Data Engineering Intern

Role: Data Engineering Intern at Symbium

Reports To: Engineering Lead

Revolutionizing Public Access to Information about Properties in the US

At Symbium, we make it easy for the masses to interact with and understand the consequences of laws and regulations through our web applications. We are currently focused on streamlining the regulatory review of residential construction projects in the US. Unfortunately, data about properties is hard to access, and this limits our ability to scale Complaw® web services for the public and local governments.

The public's access to property data is currently mired with bottlenecks.

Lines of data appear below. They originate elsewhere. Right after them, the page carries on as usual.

PR #1650, opened 2023-08-24
[DRAFT] Create stdlib

fpliger:
## Description

We need a better way to organize the python code that we define as part of PyScript or of its `stdlib`. This simply creates such folder and moves the current `display.py` code into it


pyscript.core/src/stdlib/_pyscript/_display.py
```diff
@@ -0,0 +1,146 @@
+# ⚠️ WARNING - both `document` and `window` are added at runtime
+
+# XXX antocuni: I think this is wrong: it works in the main thread but not in
+# the worker, because the rest of the code expects window and document to be
+# proxies (see workerPyScriptModule in core.js)
```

  1. Data about properties is not available, not easily accessible, and/or expensive to access ( including basic information about property assessments).
  2. A holistic view of a property may only be formed by synthesizing information from multiple sources, with different file formats, vocabulary, and granularity of information.
  3. Unlike Google and Amazon, access to information about a property, when available, is gated by the need to specify an identifier for the property, e.g, address or a tax identifier such as APN.
  4. Data obtained from official sources can, often, conflict and there isn't an easy way for users to either understand the provenance of the property information displayed or to request changes.

To alleviate the above bottlenecks, and to make it easy and engaging for the public to access and search property-related information, Symbium is building the first of its kind publicly accessible and free-to-use property information portal for the US.

A big part of this ambitious project involves setting up a sustainable data pipeline for different states and municipalities. We are looking for software and data engineering interns to help us bridge this information gap between the public and government.

As an intern, you would work with our software engineers and product managers to (1) expand the coverage and quality of the data that powers our Complaw® applications and (2) set up a sustainable data ingestion and maintenance pipeline for property related data from authoritative sources.

Role & Responsibilities

  • Find authoritative sources of structured data across multiple geographies and create scripts to extract this data.
  • Work closely with our software engineers to set up a data transformation pipeline to clean and normalize the collected data.
  • Build internal tools to streamline our ETL processes.

Experience & Qualifications

Who you are:
  • Team player who is passionate about being a part of a tight-knit and nimble team.
  • Have strong scripting languages skills (e.g., NodeJS, Python).
  • Understanding of how to effectively use regular expressions.
  • Knowledge of data parsing and cleaning libraries.
  • Able to meet tight deadlines.
  • Resourceful, and excited about exploring creative ways of solving problems and learning on the job.
  • Understands the significance of good software development practices such as unit tests, profiling, prototypes etc.

Nice to haves:
  • Experience working with geo-spatial data or libraries, e.g., GDAL, Turf.
  • Knowledge of data analysis tools, e.g., pandas or NLP tools.
  • Experience working with large datasets.
  • Background in using technology to solve problems in the regulatory space.
This is a US-based consulting position. Symbium is an equal opportunity employer.